Yeah.. that was already expected


----------



## dinofan01 (Aug 3, 2008)

No surprise here.


----------



## science (Aug 3, 2008)

Why is everyone saying this was so obvious? 


I never played this (I was waiting for a final version), but from the videos I saw, it looked really good


----------



## IOwnAndPwnU (Aug 3, 2008)

Does anyone have the latest release and could upload it? I was also waiting for the final release but never came.


----------



## Trippy (Aug 3, 2008)

^^ It's on his site I think.
Well at least the source is available. Maybe someone will take it up.


----------



## GameSoul (Aug 3, 2008)

A group has already decided to pick up on the project. To Be Continued


----------



## lilkerv90210 (Aug 3, 2008)

hopefully i would love to see at least one more version

*Posts merged*

who


----------



## IOwnAndPwnU (Aug 3, 2008)

Sweet. But still, can someone provide a link to download the latest release of Super Smash Bros.


----------



## dinofan01 (Aug 3, 2008)

9-Voltage said:
			
		

> Someone has already decided to pick up on the project. To Be Continued


Hopefully he'll take it another way. It was cool idea but its going to take it a long time before its actually playable.


----------



## lilkerv90210 (Aug 3, 2008)

its playable


----------



## saxamo (Aug 3, 2008)

IOwnAndPwnU said:
			
		

> Sweet. But still, can someone provide a link to download the latest release of Super Smash Bros.



Here you go.

--

Maaan, dinofan and yall are just hatin'! I know that the spark on a lot of these projects dies down eventually but...

This was more than a project.

A Vision. 

A Dream.

But it really was hella similar to that wii game that's popular these days. I'm glad to see _someone_ take responsibility for this tenderfoot of a game.


----------



## DeMoN (Aug 3, 2008)

I was personally expecting them being forced to stop by Nintendo, but instead they just gave up.  Good thing another group picked up on it.


----------



## PanzerWF (Aug 3, 2008)

DeMoN said:
			
		

> I was personally expecting them being forced to stop by Nintendo, but instead they just gave up.  Good thing another group picked up on it.
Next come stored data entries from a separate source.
PR #183, opened 2020-11-06
Pass through HTTP(S) query parameter if they exist.

jpivarski:


jpivarski:
@BenGalewsky and @gordonwatts I don't have an example that will test this.

It was hard enough finding an example that I could use to verify that I understood the HTTPSConnection interface correctly—I used this:

```python
connection.request("GET", "/search/code?q=addClass+in:file+language:js+repo:jquery/jquery", headers={"user-agent": "Python"})
```

to be sure that the query is added as part of the second argument, rather than being another argument (without the question mark, encoded differently, etc.). I also don't see anywhere else in the codebase where `ParseResult.path` is used in a context other than local files. If XRootD URLs take query parameters (I doubt it), I didn't fix that, either.

Could you do a simple test against this branch to confirm that you can access the server that gives you ROOT files that depend on query parameters? (Or just reply here with some sample URLs, if they're publicly available and I can test them. Furthermore, if they can be guaranteed to exist, I could add them to the tests.)

gordonwatts:
Ah, thank you so much for tackling this so quickly! We'll see if we can run a test.

BenGalewsky:
It works!
Thank you

chrisburr:
> If XRootD URLs take query parameters (I doubt it), I didn't fix that, either.

They do and reading from at least one site fails in weird ways without them.

jpivarski:
Apparently, [uproot4/source/xrootd.py](https://github.com/scikit-hep/uproot4/blob/master/uproot4/source/xrootd.py) uses the whole `file_path` without decomposing it into a `parsed_url`, so I guess the query parameters go along for the ride.

PR #1144, opened 2024-02-23
feat: implement TGraph-writing

jpivarski:
This is a draft. It needs TGraphErrors, TGraphAsymmErrors, tests of writing to actual files and reading them back with ROOT, and maybe some high-level interface so that we can

```python
output_file["name"] = XYZ
```

for a Python object XYZ that would be interpreted as a TGraph (or TGraphErrors, or TGraphAsymmErrors). What should that XYZ be? Not raw NumPy arrays, since a tuple of NumPy arrays is already interpreted as a histogram. Does it need to be some kind of `uproot.make_TGraph` function? It would be nice to have something more Pythonic.

Should any Pandas DataFrame with columns named `x` and `y` be interpreted as a TGraph? A Pandas DataFrame would supply a title.

Thoughts, @grzanka?

### DIFF
--- a/src/uproot/models/TGraph.py
+++ b/src/uproot/models/TGraph.py
@@ -338,16 +338,18 @@ class Model_TGraph_v4(uproot.behaviors.TGraph.TGraph, uproot.model.VersionedMode
         where = len(out)
         for x in self._bases:
             x._serialize(out, True, name, tobject_flags)
-        out.extend([
-            struct.pack(">i", self._members["fNpoints"]),
-            b"\x01",
-            self._members["fX"].astype(">f8").tobytes(),
-            b"\x01",
-            self._members["fY"].astype(">f8").tobytes(),
-            b"@\x00\x00\x1f\xff\xff\xff\xffTList\x00@\x00\x00\x11\x00\x05\x00\x01\x00\x00\x00\x00\x00\x00\x00\x00\x00\x00\x00\x00\x00\x00\x00\x00\x00",
-            struct.pack(">d", self._members["fMinimum"]),
-            struct.pack(">d", self._members["fMaximum"]),
-        ])
+        out.extend(
+            [
+                struct.pack(">i", self._members["fNpoints"]),
+                b"\x01",
+                self._members["fX"].astype(">f8").tobytes(),
+                b"\x01",
+                self._members["fY"].astype(">f8").tobytes(),
+                b"@\x00\x00\x1f\xff\xff\xff\xffTList\x00@\x00\x00\x11\x00\x05\x00\x01\x00\x00\x00\x00\x00\x00\x00\x00\x00\x00\x00\x00\x00\x00\x00\x00\x00",
+                struct.pack(">d", self._members["fMinimum"]),
+                struct.pack(">d", self._members["fMaximum"]),
+            ]
+        )
         if header:
             num_bytes = sum(len(x) for x in out[where:])
             version = 4
--- a/src/uproot/models/TGraph.py
+++ b/src/uproot/models/TGraph.py
@@ -338,7 +338,16 @@ class Model_TGraph_v4(uproot.behaviors.TGraph.TGraph, uproot.model.VersionedMode
         where = len(out)
         for x in self._bases:
             x._serialize(out, True, name, tobject_flags)
-        raise NotImplementedError("FIXME")
+        out.extend([
+            struct.pack(">i", self._members["fNpoints"]),
+            b"\x01",
+            self._members["fX"].astype(">f8").tobytes(),
+            b"\x01",
+            self._members["fY"].astype(">f8").tobytes(),
+            b"@\x00\x00\x1f\xff\xff\xff\xffTList\x00@\x00\x00\x11\x00\x05\x00\x01\x00\x00\x00\x00\x00\x00\x00\x00\x00\x00\x00\x00\x00\x00\x00\x00\x00",
+            struct.pack(">d", self._members["fMinimum"]),
+            struct.pack(">d", self._members["fMaximum"]),
+        ])
         if header:
             num_bytes = sum(len(x) for x in out[where:])
             version = 4


grzanka:
> Should any Pandas DataFrame with columns named `x` and `y` be interpreted as a TGraph? A Pandas DataFrame would supply a title.
> 
> Thoughts, @grzanka?

Another candidate may be a python dataclass with `x` and `y` fields containing arrays of numbers ? Or numpy recarray ?

grzanka:
As discussed here: https://github.com/scikit-hep/uproot5/discussions/1142#discussioncomment-8590182 we may create confusion by considering an object that can be converted both to TTree and TGraph.

jpivarski:
It can't be a dict because all dicts are already interpreted as TTree (as a set of TBranch names to arrays).

Adding attributes, as in point 5, is somewhat cumbersome—it would have to be extra lines of Python, hard to do interactively—and hidden. You would just need to know the name, and even if you know that there is a special name, you might need to look it up to get the right spelling.

How about a DataFrame? It can be recognized if it has column names like `x`, `y`, `errors_x`, `errors_y`, `errors_x_high`, `errors_x_low`, `errors_y_high`, `errors_y_low`, with rules for how `errors_x_high` and `errors_x_low` overrule `errors_x` (or raise an error if both are present), and rules for whether to make a TGraph, TGraphErrors, or TGraphAsymmErrors.

DataFrames (just Pandas or all of the new ones, Polars, CuDF, Modin? Can they be recognized in bulk?) are the basic way of describing scatter-point data in Python, and the TGraph* classes are the basic way of describing scatter-point data in ROOT.

Pepesob:
Isn't there the same problem with DataFrame as it is with Dictionariy? Right now pandas DataFrame is transformed into dictionary and then interpreted as TTree.
https://github.com/scikit-hep/uproot5/blob/0a997cd40e7661850f1d426f596cab615926a854/src/uproot/writing/identify.py#L53-L59
If I understand correctly you suggest to add logic, so whenever there are columns in DataFrame with given names `{x, y, errors_x, etc... }`, then recognize DataFrame as TGraph (or TGraphErrors, TGraphAsymmErrors)?

jpivarski:
We could catch the DataFrame type before asking if it's a Mapping. This would take away some of the types that are currently being identified as TTrees, but accidentally. There needs to be simple, easy-to-remember criteria for what will become a TTree and what will become a TGraph*, and DataFrame vs other Mapping could be that criteria. Presence of a special attribute is more subtle.

Pepesob:
I think that always converting DataFrame into TGraph is a good idea, because usually DataFrame do not have entries of variable size in column (at least in pandas), so they could be rightly interpreted as [x,y] (+errors) coordinates. However wouldn't that change break people existing code that transforms pandas DataFrame into TTree? I would still propose the flag `implicit_DataFrame_TGraph_convertion` to give choice to people.

jpivarski:
I had forgotten that DataFrame was a major, recommended way to make TTrees (not just an accident of DataFrames being mappings).

Okay.

But still, setting a flag like `implicit_DataFrame_TGraph_convertion` on the DataFrame (can't do it to a Python dict) is really obscure. It's hard to memorize; if I type `implicitly_DataFrame_TGraph_convertion`, it won't work.

What about this?

```python
f = uproot.recreate("/tmp/stuff.root")
df = pd.DataFrame({"x": [1, 2, 3], "y": [4, 5, 6]})
f["ttree"] = df
f["tgraph"] = uproot.as_TGraph(df)
```

Then the user only needs to remember a function named `uproot.as_TGraph`, and it might be discoverable by tab-complete. ("What was it? `uproot.<tab>` (lots of things), `uproot.as_<tab>`, ah, there it is!")

This function _could_ just add the flag, and a DataFrame/namedtuple with that flag is recognized as a TGraph. So it's possible to do both.

Pepesob:
Okay there is slight misconception with the flag. What i mean was something like this:
```python
implicit_DataFrame_TGraph_convertion = True

def set_implicit_DataFrame_TGraph_convertion(value: bool):
    if not isinstance(value, bool):
        raise ValueError("Flag must be boolean")
    
    global implicit_DataFrame_TGraph_convertion
    implicit_DataFrame_TGraph_convertion = value

```

and then in the add_to_directory function
```python
if implicit_DataFrame_TGraph_convertion and uproot._util.is_dataframe(obj):
    if uproot._util.from_module(obj, "pandas"):
        import pandas
        [...]
```
So it is up to the user what behaviour he wants, implicit DataFrame conversion to TGraph or not. But let's move on.

Now I will refer to my 2. proposition point. 
```python
f = uproot.recreate("/tmp/stuff.root")
df = pd.DataFrame({"x": [1, 2, 3], "y": [4, 5, 6]})
f["ttree"] = df
f["tgraph"] = uproot.as_TGraph(df)
```

`uproot.as_TGraph(df)` would return something like `TGraphConvertable` and then this object would be written to file.

On a second thought, there is something like this `uproot.models.TGraph.Model_TGraph_v4`
https://github.com/scikit-hep/uproot5/blob/0a997cd40e7661850f1d426f596cab615926a854/src/uproot/models/TGraph.py#L29-L344

So `uproot.as_TGraph(df)` would just return `uproot.models.TGraph.Model_TGraph_v4` and this object would be written to file. Moreover this solution won't require any changes in [identify.py](https://github.com/scikit-hep/uproot5/blob/main/src/uproot/writing/identify.py) because `uproot.models.TGraph.Model_TGraph_v4` is Model object, and for those there is already logic in [identify.py](https://github.com/scikit-hep/uproot5/blob/main/src/uproot/writing/identify.py) . At least i think so. I need to doulbe check it but i think this would work.

jpivarski:
I didn't realize that you were suggesting a _global_ flag, but we shouldn't do that for multiple reasons. (What if the user wants to write TTrees _and_ TGraphs? What if the user is not using Uproot directly, but through a library and that library changes this state? What if the user is using a library of a library, and one level does it and another doesn't know that it has happened?)

But having `uproot.as_TGraph` create a `uproot.models.TGraph.Model_TGraph_v4` is a direct way to do it, if you're not interested in the per-instance flag.

Pepesob:
Hey @jpivarski! I implemented `to_TGraph()` function. I also wrote test for this feature. What should be my next step? Should I create pull request to this branch (jpivarski/start-implementation-of-TGraph-writing) or directly to main?

jpivarski:
To simplify the git topology, please open a PR for inclusion into `main`.

Is your branch derived from this branch? If so, then I can close this PR in favor of yours and @grzanka's commits should still be in it, so that the final PR will count as being co-authored by the two of you.

Pepesob:
Yes I made branch derived from this one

Yeah, same here. I was expected a Cease and Desist but they just gave up heh.

Oh well, g'luck to the new guys.


----------



## Linkiboy (Aug 3, 2008)

Didn't Nintendo say they don't mind fangames? I mean I don't see much C&D's coming from them.


----------



## Trippy (Aug 3, 2008)

Yeah I can't recall of Nintendo ever C&Ding anyone.


----------



## Trippy (Aug 3, 2008)

Yeah I can't recall of Nintendo ever C&Ding anyone.


----------



## GeekyGuy (Aug 3, 2008)

Disappointing but very generous of the original creator to share their current work, so as to allow the process to go forward.


----------



## Fat D (Aug 3, 2008)

a good decision to release the source. Why is it not normal that a discontinued project, especially a non-commercial one, has its source released to allow further development by third parties.


----------



## Jackreyes (Aug 3, 2008)

What was his reason for discontinuing the project?


----------



## pilotwangs (Aug 3, 2008)

Lame.
Was bound to happen though.

At least we have the demos.


----------



## Whizz (Aug 3, 2008)

Sad, but atleast he released the source.


----------



## JPdensetsu (Aug 3, 2008)

Brawl96 said:
			
		

> I have taken the task upon myself to continue where Fuzzy left off. I'm only 14 no kidding and I'm a beginer in NDS programing but do not worry. I will compile (put together) what Fuzzy has so far and I will release it as Demo 4. And while you are enjoying that I will read for the next few days and learn on how to add sprites stages wifi etc. I will use all the help I can get which includes sprites, stages, writing out the story board for adventure mode, and any other things you can think of (o and a fews tips for coding if you have any)  But what I have planned for Demo 5 is-
> 
> Mario
> Luigi
> ...



So... an other people continues this


----------



## Law (Aug 3, 2008)

DieForIt said:
			
		

> Brawl96 said:
> 
> 
> 
> ...



And so another impossible dream begins.


----------



## hdofu (Aug 3, 2008)

and another one bytes the dust


----------



## Trippy (Aug 3, 2008)

14 yo and a beginner programmer. Why don't I think this will work?


----------



## golden (Aug 4, 2008)

Trippy said:
			
		

> 14 yo and a beginner programmer. Why don't I think this will work?


Hey don't be hatin' jee.


----------



## Trippy (Aug 4, 2008)

golden said:
			
		

> Trippy said:
> 
> 
> 
> ...


Not hating, just being realistic. I mean Fuzzy seems like a seasoned coder, I just don't see this guy picking it up but I'd love to be wrong here.


----------



## Diablo1123 (Aug 4, 2008)

Trippy said:
			
		

> 14 yo and a beginner programmer. Why don't I think this will work?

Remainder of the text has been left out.